Clinical biomedicine has so many intentional barriers for transgender folx to even be able to access gender care. Gender care is often guarded, requiring us proving our existence to multiple clinicians. Any health care-seeking outside of gender care is often treated with “trans broken arm syndrome,” whereby gender identity becomes the clinician’s focus. This is not unlike how fat people are treated when seeking health care. For example, I came out a few years ago, just after my thirty-ninth birthday: trans, non-binary, and queer.

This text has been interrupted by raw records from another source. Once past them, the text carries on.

Issue #10003, opened 2018-11-16
The review page is not displayed for an Add-on reviewer that was manually approved by an Admin


ioanarusiczki:
Moving issue https://github.com/mozilla/addons-frontend/issues/6873 

STR:

from Rev Tools 

1. Load AMO dev with an Add-on reviewer account that had no Legacy Reviewer rights and go to Add-on Review Log.
2. Click on "Approved" link for an add-on that was manually approved by an Admin.

from and Add-on's detail page 

1. Load AMO dev with an Add-on reviewer account and go to an add-ons detail page.
2. Click the  "Review add-on code" link from More information section. 

Expected results:
The reviewer can view the detail page of the review page.

Actual results:
The details of the review page is not displayed, instead there's an "Oops! Not allowed."

Notes:
This issue is not reproducible when the user belongs to both Reviewers: Add-ons and Reviewers: Legacy Groups.
Reproducible on AMO dev and AMO stage with FF63 (Win10).

![rev tools - oops](https://user-images.githubusercontent.com/33448286/48615343-53ccd100-e999-11e8-95f3-034e44ecc5e9.gif)

![frontend - oops](https://user-images.githubusercontent.com/33448286/48615393-79f27100-e999-11e8-9066-574592765039.gif)

ioanarusiczki:
This issue is still reproducible on AMO dev - FF68(Win10).

PR #14489, opened 2020-06-03
Move addons-server to use beacon for Google Analytics requests

### LINKED ISSUE #14427: Move addons-server to use beacon for Google Analytics requests
We should move to using beacon for GA requests to ensure better reliability and tighten our CSP.

To do this we need to check if we need to update from the legacy GA implementation first (we probably do since I can only find docs about configuring the transport mechanism in the newer implementation).

Doing this requires the following changes:

- Update the GA implementation on addons-server (if required)
- Configure GA to use beacon as a transport.
- Remove the GA host entry from `img-src` in the CSP
- Add an entry for a GA host to `connect-src` in the CSP.
- Test analytics are still working.

This was done for addons-frontend a few months ago in https://github.com/mozilla/addons-frontend/commit/e82335d1a6c7e5338d275531124c9fd639de7f82

bobsilverberg:
Fixes #14427 

I was able to test a page view in devhub and see that analytics are still working, and using the `beacon` transport, but I'm not sure where the changes in  `static/js/lib/jquery.pjax.js`, in `static/js/shield_study/main.js` or in `static/js/zamboni/buttons.js` are manifested. Can anyone provide some guidance on those?


eviljeff:
> I'm not sure where the changes in static/js/lib/jquery.pjax.js,

I don't think we use that file, so it can be deleted  Though we do use the file with the same name (and similar content? But maybe doesn't touch GA?) in static/js/node-lib/jquery.pjax.js.

> in static/js/shield_study/main.js 

not used any more - the shield studies got removed in #10003 

> in static/js/zamboni/buttons.js

this file is included throughout the site, but it's not clear the buttons (that reference GA) are used anymore - they seem to be concerned with install buttons which is now a frontend thing.

bobsilverberg:
> > I'm not sure where the changes in static/js/lib/jquery.pjax.js,
> 
> I don't think we use that file, so it can be deleted Though we do use the file with the same name (and similar content? But maybe doesn't touch GA?) in static/js/node-lib/jquery.pjax.js.
> 
> > in static/js/shield_study/main.js
> 
> not used any more - the shield studies got removed in #10003
> 

I think that's the wrong link. Do you have the correct one handy so I can double check that this file can be removed?

> > in static/js/zamboni/buttons.js
> 
> this file is included throughout the site, but it's not clear the buttons (that reference GA) are used anymore - they seem to be concerned with install buttons which is now a frontend thing.

bobsilverberg:
> cleaning up the obsolete js files could be a followup

Thanks. I think it makes sense to do at least the simple cleanup for now, so I'll look at removing `static/js/lib/jquery.pjax.js` and `static/js/shield_study/main.js`.

eviljeff:
> 
> 
> > > I'm not sure where the changes in static/js/lib/jquery.pjax.js,
> > 
> > 
> > I don't think we use that file, so it can be deleted Though we do use the file with the same name (and similar content? But maybe doesn't touch GA?) in static/js/node-lib/jquery.pjax.js.
> > > in static/js/shield_study/main.js
> > 
> > 
> > not used any more - the shield studies got removed in #10003
> 
> I think that's the wrong link. Do you have the correct one handy so I can double check that this file can be removed?

#10448 though you can see for yourself by searching for "shield" in the code - the only references are the redirects we left in place.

Now no longer hidden, clinicians are generally confused by my realities: trans yet not within the binary; queer and thus subverting the traditional binaries of lesbian, gay, and bisexual sexualities. Because of a family history of breast cancer, I started breast cancer screening at age 40 with every test so far identifying abnormalities. Breast cancer screening views cellular activity in normal breast growth as abnormal in a 40-year-old person, and I’m compared to either/both a cis woman or a cis man. Cisgender is not normal, but it is positioned as if it were normal. Suggestions I’ve been given: don’t be trans, be trans but don’t take hormones, stop taking hormones, switch back to your original hormones, and—spoken in complete seriousness—let us remove your (less than 2 years old) breasts. While swept up in the best of intentions to save me for a possible future with breast cancer, these comments tell me my life is not worth living now. Considering any of these options manifests suicidal ideation. Even physicians who are considered trans-friendly or even trans-competent struggle to understand the realities of being transgender.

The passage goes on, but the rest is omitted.